PHOENIX — Charles Oliveira went to the canvas on two hard punches and another on a takedown, all in the first round.
Each time, Justin Gaethje let him back up, hoping to inflict more damage and get the Brazilian to give up.
Giving up is no longer a part of Oliveira’s makeup. Fighting back — and winning — is.
Shaking off two big punches from Gaethje, Oliveira choked him out in the first round to win by submission in the lightweight division at UFC 274 on Saturday night.
“This is a message to the entire division,” Oliveira said through an interpreter. “I am a problem for this division.”
Oliveira (33-6, 1 no-contest) had to vacate the title after missing the 155-pound limit by a half-pound at Friday’s weigh-in, leaving Gaethje (24-4) — who was an All-American wrestler at Northern Colorado — as the only fighter who could take the championship belt.
It may not have been a title fight, but it certainly had plenty of action, including two knockdowns and a takedown by Gaethje. The Arizona native allowed Oliveira up each time and it backfired when the jiu-jitsu specialist knocked him to the ground and took his back, submitting him at 3:22 of the opening round.
“It was what I expected, what we all expected,” UFC President Dana White said. “It was an incredible fight.”
Carla Esparza (20-6) took the strawweight title eight years after losing it in the co-main event, working a patient fight to beat Colorado’s Rose Namajunas (12-5) in a split decision.
Esparza had trouble not only taking down Namajunas, but pulling her into range. She managed to get in a few solid strikes, some low leg kicks and a couple of brief takedowns to earn the title she had been waiting so long for.
“I can’t believe after all these years I have the belt back,” Esparza said. ”I went through so much to get the belt both times.”
A fan favorite from eastern Arizona, Gaethje promised a few “car crashes” in a bid to make Oliveira back down.
He smashed into Oliveira early and often, dropping the Brazilian with punches twice in the first round, letting him up both times so he could keep punching. Gaethje added in a takedown and again let Oliveira get back up.
Like he did after getting wobbled by Michael Chandler and Dustin Poirier the previous two fights, Oliveira rebounded and attacked.
His face bloodied, Oliveira knocked Gaethje down with a hard right and took his back. Gaethje briefly appeared as if he would escape, but Oliveira got a arm under his chin and forced him to tap out with a rear-naked choke hold.
“Look at this team, look at me, I am the champion,” Oliveira said. “This is my title. It (the belt) should be here.”
Namajunas had to wait eight years for a rematch against Esparza, who beat her in the UFC’s inaugural strawweight fight in in 2014.
Esparza lost the title to Joanna Jędrzejczyk in her first defense and spent the next eight years working her way back to the top, rounding out the rest of her attack to go with her elite wrestling.
Namanjunas beat Jędrzejczyk in 2018 to take the strawweight title, lost it to Jessica Andrade, then beat her in the rematch. “Thug Rose” reclaimed the title by beating Zhang Weili and won the rematch last November.
Wary of Esparza’s wrestling skills, Namajunas spent most of the night in the desert at a distance, ducking in occasionally to throw punches before backing out. Namajunas sloughed off a takedown attempt in the second round and escaped another early in the third.

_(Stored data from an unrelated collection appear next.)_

PR #2323, opened 2026-08-26
Keep re-exported declaration aliases out of local scope

### LINKED ISSUE #2310: Keep re-exported type and trait aliases out of local declaration scope
## Problem

PR #2307 separates aliased value re-exports from local value lookup, but declaration projections still have no equivalent publication-only origin.

Measured on 2026-08-26 with a fresh stage2 from `142a1aa30e`:

```vibe
export ./dep.vibe { type Original as PublicT }
let local: PublicT = 1
```

and:

```vibe
export ./dep.vibe { trait Marker as PublicMarker }
fn local[T: PublicMarker](value: T) -> Int { 1 }
```

Both check clean in the middleman even though an aliased re-export introduces no local binder. A downstream consumer importing `PublicT` / `PublicMarker` through the middleman also checks clean, and that consumer behavior must remain valid.

## Required contract

- aliased re-exported TypeDef / trait authority remains available to `checked_module_public_env`
- local annotation and bound resolution in the re-exporting module cannot select the alias
- a downstream explicit import can select the published alias normally
- plain non-aliased re-exports retain their current compatibility behavior
- declaration closure needed to interpret a published signature remains available without granting local spelling authority

This requires a declaration-level equivalent of `BindingOriginReExportSurface`, not another value-binding special case.

Follow-up from #2307 and review discussion https://github.com/mizchi/vibe-lang/pull/2307#discussion_r3856227391.

mizchi:
## Summary

- separate aliased re-export TypeDef and trait projections from the environment used to check the re-exporting module
- reattach declaration closure only while constructing the published module environment
- preserve that publication-only projection in both filesystem and in-memory TypeDb lanes
- diagnose a publication-only trait alias at its local generic-bound declaration site
- retain downstream imports, declaration closure, and plain re-export compatibility

## TDD

Red:
- `export ./dep.vibe { type Original as PublicT }` allowed `PublicT` in a local annotation
- `export ./dep.vibe { trait Marker as PublicMarker }` allowed `PublicMarker` in a local generic bound
- the in-memory TypeDb lost aliased type and trait declarations before a downstream consumer imported them

Green:
- local type use reports `unknown type PublicT`
- local trait-bound use reports `unknown trait: PublicMarker`
- downstream consumers can still import both aliases through filesystem and in-memory TypeDb lanes
- private TypeDef closure remains available to interpret the published alias
- plain type and trait re-exports retain their local compatibility behavior

## Validation

- focused `type_db_cross_module_test.vibe`: 99/99 tests passed
- `pkf run test-affected`: 173/173 affected files passed
- `pkf run pre-commit`: passed
- fresh stage0 -> stage3 generation: passed
- compiler gate: all 106 checks passed
- `pkf run full-gate` reached the final gate self-tests; macOS system Bash 3 lacks `mapfile`, so the two Bash-4 self-tests could not run under the task wrapper

Closes #2310

### DIFF
--- a/lib/@vibe/compiler/checker/checker.vibe
+++ b/lib/@vibe/compiler/checker/checker.vibe
@@ -9507,6 +9507,26 @@ fn check_expr_capture_impl(expr: Expr, env: TypeEnv, defs: Array[TypeDef], s: Su
       }
     },
     EFn(tparams, tbounds, params, ret_ty, effect, body) => {
+      // An aliased re-export publishes a trait spelling but does not bind it
+      // in this module (#2310). The import projection retains an origin marker
+      // so this declaration site can report the invalid bound immediately,
+      // instead of accepting the generic function until a concrete call later
+      // fails with a misleading missing-impl error.
+      let mut rti = 0
+      while rti < Array::length(tbounds) {
+        let (_, declared_bounds) = Array::get(tbounds, rti)
+        let mut rbi = 0
+        while rbi < Array::length(declared_bounds) {
+          let bound = Array::get(declared_bounds, rbi)
+          if env_has_reexport_surface_binding(env, bound) {
+            Array::push(errors, String::concat("unknown trait: ", bound))
+          } else {
+            ()
+          }
+          rbi = rbi + 1
+        }
+        rti = rti + 1
+      }
       let tplen = Array::length(tparams)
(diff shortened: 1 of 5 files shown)


mizchi:
@codex review

mizchi:
@codex review

PR #2326, opened 2026-08-26
Classify unkinded import aliases by source name

### LINKED ISSUE #2325: Unkinded aliased type imports are misclassified as value collisions
## Symptom

The duplicate value-import check merged in #2306 classifies every aliased,
unkinded import as a value. That rejects two imports of the same aliased type
head:

```vibe
import @vibe/core { HashMap as Shared }
import @vibe/core { HashMap as Shared }
fn main { 0 }
```

Current diagnostic:

```text
duplicate declaration: Shared
```

This violates #2293's requirement to skip PascalCase type heads. The ambiguity
must be resolved from the source name, not the local alias: `HashMap as Shared`
is type-shaped, while `abs as Abs` is still a value import and two such aliases
must be diagnosed.

## Acceptance criteria

- Two unkinded PascalCase source imports aliased to the same local name do not
  produce a duplicate value declaration diagnostic.
- Two lower-case value imports aliased to the same PascalCase local name still
  produce `duplicate declaration: <name>`.
- The projected cross-module collision regression from #2306 stays green.

Follow-up to #2293 / #2306.

mizchi:
## Summary

- classify an unkinded import from its source name before applying a local alias
- keep `HashMap as Shared` out of the duplicate value-import set
- keep lower-case value imports such as `abs as Abs` in that set

## Why

#2306 correctly rejected duplicate value imports, but its alias branch treated
every aliased unkinded import as a value. That made two imports of an aliased
PascalCase type head fail with `duplicate declaration`.

## Validation

- Red: the new aliased type-head regression trapped against the #2306 stage2
- Green: focused compiler tests passed (2 files, 110 tests)
- `pkf run test-affected` promoted to the full battery and passed 1027/1027 files
- `pkf run ensure-generated`
- pre-commit structural gates

Closes #2325.

### DIFF
--- a/lib/@vibe/compiler/checker/checker_stmt.vibe
+++ b/lib/@vibe/compiler/checker/checker_stmt.vibe
@@ -776,15 +776,12 @@ fn duplicate_import_value_note(seen: Array[String], item: ImportItem, errors: Ar
     ()
   } else {
     let local = import_bound_name(item)
-    // Unaliased PascalCase is the unkinded type-head form (`import { HashMap }`).
-    // An alias is a value local even when it is PascalCase (`abs as Abs`).
-    match item.alias {
-      Some(_) => duplicate_value_decl_note(seen, local, errors),
-      None => if name_is_type_head(local) {
-        ()
-      } else {
-        duplicate_value_decl_note(seen, local, errors)
-      }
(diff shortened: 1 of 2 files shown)


mizchi:
@codex review

Issue #2199, opened 2026-08-22
OOB aborts identify operation/index/length but lack source provenance


mizchi:
## Current problem

Out-of-bounds aborts now identify the operation, index, and length, and the
compiler-developer heap dump is opt-in. A normal user-facing abort still lacks
the editable source location of the offending access.

Current default shape:

```text
Array::get: index 10 out of bounds for length 3
RuntimeError: unreachable
    at wasm://wasm/...:wasm-function[...]:0x...
```

The message explains the mistake but not where to edit it. Trapping remains the
correct behavior; this issue is only about provenance.

## Already complete

- #2224: shared OOB aborts name `Array::get` / `Array::set` / `Bytes::get` /
  `Bytes::set` / `String::byte_at`, plus index and length.
- `8cb00072`: `[crash debug]` heap and memory dumps are gated behind
  `VIBE_CRASH_DEBUG=1` (and the existing explicit debug aliases).

## This does not ride #1987

#1987 records the runtime *freeing site* in the shadow-RC lane so a later
dup/drop can name both ends. An OOB access already has its source offset at
compile time. The mechanisms share a diagnostic goal, not an implementation.

The closer precedent is the compile-time `path:line` stamping used by
`assert_eq`. A literal per-site string is not acceptable as the default here:
the compiler source contains roughly 9,000 guarded accesses, and the measured
estimate was about 350 KiB of distinct strings before code overhead against a
roughly 2.4 MiB stage2.

## Preferred direction

Extend the compact `vibe.linemap` shape so the runner can map the trap's wasm
function/code offset back to a source location without a distinct string at
every access. Today that section is coupled to `VIBE_DEBUG_BREAK=1` and break
probe sites; ordinary OOB sites are not recorded. Decoupling and compacting the
source-location table is the implementation work here.

This should be designed as general trap provenance, even though OOB aborts are
the acceptance case. Out-of-band assert provenance and removal of seed-era text
recognizers remain separate in #2219.

## Acceptance criteria

- a normal production-style build reports an editable `path:line` for an OOB
  access without a debug flag;
- the mapping covers at least the shared OOB abort sites listed above;
- no per-callsite source string is emitted into ordinary code;
- stage2 size impact is measured and kept within the existing size gate;
- missing or stripped mapping data degrades to the current self-consistent wasm
  frame, never to a wrong source location;
- linear and wasm-gc lanes either agree or state a gated backend limitation.

mizchi:
[...]

Issue #1987, opened 2026-08-16
Shadow RC: report the FREEING site's provenance at the offending dup/drop, not just the trap location


mizchi:
`VIBE_RC=shadow` was the decisive tool in the #1964 investigation: where the plain RC lane surfaced free-list corruption several calls downstream (`__rt_rc_alloc` OOB in an unrelated function), the shadow lane trapped deterministically at the first guarded `rc_dup` of an already-freed value, with a usable stack.

What it did NOT answer is **who freed the value** — the trap names the reader, not the earlier over-release. In #1964 that gap is exactly why the general-merge under-provision was never root-caused: we know `railway_rw`'s EFn-rebuild dup'd a freed node, but the mis-accounted drop that freed it (which binding, which plan action, which emission site) had to be guessed at, and the safe response was to narrow the fix rather than diagnose. The #715 investigation had the same need and hand-rolled a one-off ("drop-site-stamped shadow diagnostic" per the comments in compile_expr_tail.vibe).

## Proposal

In the shadow lane only (it already trades speed for diagnosis), have `rc_drop` record a small provenance stamp for the freeing site — at minimum the function index of the dropper, ideally a site counter distinguishing multiple drops within one function — into the freed block's header or a side table. When a later dup/drop touches a freed block, the trap message reports both ends: `dup of freed value at <site A>; freed at <site B>`. The funcmap already maps indices back to names.

With that, an under-provision diagnosis becomes one shadow run instead of wat archaeology, and attempts at #1980 (per-use pairing emission) get a feedback loop measured in minutes.

mizchi:
This **is** the remaining provenance channel (FREEING site at the offending dup/drop). #2199 ask 3 rides it. Not a local diagnostic; leaving open as the recorded blocker.

PR #2329, opened 2026-08-26
Stamp the freeing seq on shadow RC UAF traps (#1987)

mizchi:
## Summary

- Shadow RC (`VIBE_RC=shadow`) records a per-op sequence at each dup/drop and stores the freeing seq beside the freed-block mark.
- A later dup/drop of that block prints `dup|drop of freed value at site N; freed at site M` before trapping, instead of a bare `unreachable`.
- Reuses `gen_oob_abort_body` with a different middle fragment (`__rt_shadow_uaf_abort`). Registered only when `rc_shadow` is on (ADR-0062: normal RC stays byte-identical).

#2199 remaining source provenance for OOB rides this print-before-trap path; the crash-debug dump is already opt-in.

## Test Plan

- [x] `builtin_bodies_test.vibe` — shadow abort form strictly larger than bare unreachable
- [x] `fixtures/rc_shadow_regression_test.vibe` compiled with this stage2 under `VIBE_RC=shadow` still prints `25297489`

### DIFF
--- a/lib/@vibe/compiler/codegen/builtin_bodies/bodies_core_a1a2.vibe
+++ b/lib/@vibe/compiler/codegen/builtin_bodies/bodies_core_a1a2.vibe
@@ -36,6 +36,9 @@ import @vibe/compiler/codegen/common_base {
   emit_i64_load,
   emit_i64_store,
   emit_rc_dup_inline,
+  emit_shadow_bump_seq,
+  emit_shadow_mark_freed,
+  emit_shadow_uaf_trap,
   emit_str_ref,
   expr_tag,
   get_arm_body,
@@ -672,13 +675,13 @@ fn emit_rc_free_push(b: Bytes, ptr_local: Int, bins_base: Int) -> Unit {
 /// disagree about what a dup does, including the VIBE_RC=shadow
 /// freed-block trap, which is baked in here per module instead of at every
 /// site.
-export fn gen_rc_dup_body(rc_shadow: Bool) -> Bytes {
+export fn gen_rc_dup_body(rc_shadow: Bool, uaf_abort_idx: Int, prefix_fat: Int) -> Bytes {
   let b = bytebuf_new()
-  emit_rc_dup_inline(b, 0, rc_shadow)
+  emit_rc_dup_inline(b, 0, rc_shadow, uaf_abort_idx, prefix_fat)
   b
 }
 
-export fn gen_rc_drop_body(self_idx: Int, rc_shadow: Bool, bins_base: Int) -> Bytes {
+export fn gen_rc_drop_body(self_idx: Int, rc_shadow: Bool, bins_base: Int, uaf_abort_idx: Int, prefix_fat: Int) -> Bytes {
   let b = bytebuf_new()
   // not a heap pointer (even) → nothing to do
   emit_local_get(b, 0)
@@ -710,14 +713,18 @@ export fn gen_rc_drop_body(self_idx: Int, rc_shadow: Bool, bins_base: Int) -> By
   // shadow byte says this block is already freed. For a freed block, vptr-4
   // is the free-list NEXT link, so a drop-of-freed would silently corrupt the
   // list (decrement the link) and usually return without reaching zero --
-  // the entry check is the only reliable place to catch it.
+  // the entry check is the only reliable place to catch it. #1987: name the
+  // current seq and the freeing seq instead of a bare unreachable.
   if rc_shadow {
+    emit_shadow_bump_seq(b)
     emit_local_get(b, 1)
     emit_i32_const(b, rc_shadow_base())
     emit_i32_add(b)
     emit_i32_load8_u(b, 0, 0)
     emit_if_void(b)
-    bytebuf_push(b, 0)
+    emit_shadow_uaf_trap(b, () -> {
+      emit_local_get(b, 1)
+    }, uaf_abort_idx, prefix_fat)
     emit_end(b)
   } else {
     ()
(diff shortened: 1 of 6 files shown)


mizchi:
Worked through the review findings here. I can't push to this branch (permission-blocked on my side), so this is a patch handed to @mizchi rather than a commit — writing the substance out so it can be reviewed as text. Threaded replies were rejected by a pending review on the PR, hence one comment.

## Both stamping findings confirmed, and fixed

Confirmed by reading the emitters, not inferred from the description.

**The stamp order.** `emit_shadow_mark_freed` loads `rc_shadow_seq_addr()` at the point it is emitted. In `gen_rc_drop_body` the bump is at entry, while both marks come after every recursive `call self_idx` — so the parent is stamped with its last descendant's seq. The grown-buffer stamp has the same shape for the same reason.

Fixed by snapshotting: the entry seq goes into an i32 local right after the bump, and both mark sites store that. New `emit_shadow_mark_freed_with_seq(buf, push_vptr, push_seq)`; the live-counter `emit_shadow_mark_freed` stays for sites that free without recursing, where reading the counter is still correct.

**The reuse path.** Both `gen_rc_alloc_body` reuse sites cleared only the mark byte, leaving the previous lifetime's stamp at `vptr+4`. New `emit_shadow_clear_freed` clears the i32 together with the byte.

## One correction to the suggested fix

"meta_i32 5 → 6" is not sufficient on its own. `push_builtin(gen_rc_drop_body(...), 5, 1, 1)` is 5 i32 **plus 1 i64**, so local 6 was already the i64 local — used 13 times in this function as the recursive call's argument. Adding an i32 local shifts that i64 to 7, so those 13 uses have to be renumbered with it. Applied literally, the new i32 store would have been aimed at an i64 local.

## The test request, met only partly

Asking for a fixture that actually traps and matches the message is the right instinct, and I could not fully meet it: a use-after-free cannot be written from vibe source — correct RC accounting is the point — so there is nothing to compile that reaches the trap. That is why `rc_shadow_regression_test.vibe` is a happy path.

What is pinned instead is the mark **form**: the emitted shadow drop body must contain the snapshot-reading mark exactly once and the live-counter mark not at all. Both needles are produced by calling the real emitters, so an encoding change moves body and needle together rather than rotting the assertion. Verified red by reverting the two mark sites, and the two needles are asserted to differ so the comparison cannot pass vacuously.

Worth recording, since it is the same failure the review is about: my first version of that test counted loads of the seq address and expected 2. Measured against the built compiler the right count is 4 — entry bump, the snapshot, and the two UAF traps, which each correctly name the *current* op — so it failed against a correct compiler. I had reasoned the number out instead of measuring it.

## Not addressed

The other `#715` sites. `gen_arr_push_body`, `gen_arr_push_all_body` and `gen_arr_slice_body` still use a bare `unreachable` and the one-byte mark; threading `uaf_abort_idx`/`prefix_fat` through those emitters is a separate change and is not in this patch. That finding stands.

## Verification

- `stage2 == stage3` (FIXPOINT_OK) from a build containing the change
- `builtin_bodies_test` 12/12 on that stage2, and red when the two mark sites are reverted
- `fixtures/rc_shadow_regression_test.vibe` compiles and runs to `25297489` under `VIBE_RC=shadow`
- `ensure_generated.sh` structural probe clean; `vibe fmt --check` on every changed file
- I did **not** run the full gate lane

---

mizchi:
Follow-up to my previous comment: the third finding is now addressed too, so all three are covered by one patch (handed to @mizchi — I remain permission-blocked from pushing to this branch).

## The array paths now name the site

`gen_arr_push_body`, `gen_arr_push_all_body` (grown-buffer double-free, and the appended-element dup) and `gen_arr_slice_body` (element dup) each still emitted a bare `unreachable`, and where they freed, only the one-byte mark. All six sites now bump the seq, trap through `emit_shadow_uaf_trap`, and stamp via `emit_shadow_mark_freed` where they free. These free without recursing into children, so the live counter is still their own op — the snapshot form is only needed in `gen_rc_drop_body`.

`uaf_dup_fat` / `uaf_drop_fat` move above the array registrations, which is where they are now first needed.

Two things the change surfaced that the finding didn't mention:

- **A fourth caller.** `gen_arr_push_body` is also called by the wasm-gc backend (`backend_body.vibe`). Shadow RC is off on that lane, so it passes `-1` for the abort index, which keeps the historical bare `unreachable` there.
- The structural probe caught the arity mismatch before any build, which is worth knowing if anyone extends these signatures again.

## Regressions

Two, each verified **red against its own defect** and landing on its own message:

- the drop stamp asserts the mark **form** — the shadow drop body must contain the snapshot-reading mark exactly once and the live-counter mark not at all;
- the array paths assert the abort form is strictly larger than the bare-trap form, the same shape this file already uses for `rc_dup`/`rc_drop`. Before the change they ignored the abort index, so each pair was byte-identical.

Plus a control asserting that with shadow **off** the array bodies stay byte-identical, so none of this leaks into the production RC lane (ADR-0062).

## Verification

- `stage2 == stage3` (FIXPOINT_OK)
- `builtin_bodies_test` 13/13 on that stage2; red on each pre-fix form, checked separately
- `fixtures/rc_shadow_regression_test.vibe` → `25297489` under **both** `VIBE_RC=shadow` and `VIBE_RC=1`
- structural probe clean; `vibe fmt --check` on all 10 changed files
- the full gate lane was **not** run

The caveat from my previous comment stands unchanged: these are structural assertions, not runtime ones. A use-after-free cannot be written from vibe source, so "parent and child print different sites" is still not observed by execution, and the request for an actually-trapping fixture remains only partly met.

---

Esparza had Namajunas down briefly twice in the fourth round, but she wriggled out both times — the second on a quick flip reversal. Namajunas kept up the same tactics for the fifth round, finishing the fight with a takedown of her own in the closing seconds.
It wasn’t enough. Esparza won 49-46 and 48-47 on two cards, Namajunas 48-47 on the other.
“I think maybe the judges wanted to see a slugfest like in previous fights, so they weren’t appreciative of good strategy” Namajunas said. “I’m always in exciting fights. I can’t have a strategic fight?”
After two opening main card bouts that had the fans booing at times, lightweight Michael Chandler (23-7) sent roars echoing off the rafters by dropping Tony Ferguson (26-8) with a front kick to the head in the second round. Ferguson lay on the canvas for several minutes while being attended to by medical personnel before slowly rising to his stool.
Ferguson was taken to a hospital, but released after a CT scan came back negative.
Colorado native Donald Cerrone had to bow out of his lightweight bout against Joe Lauzon after getting food poisoning. The fight may be rescheduled for next month in Austin, Texas.
On the preliminary card, Denver native Brandon Royval (14-6) defeated Matthew Christopher Schnell via submission two minutes and 14 seconds into the first round of their bout.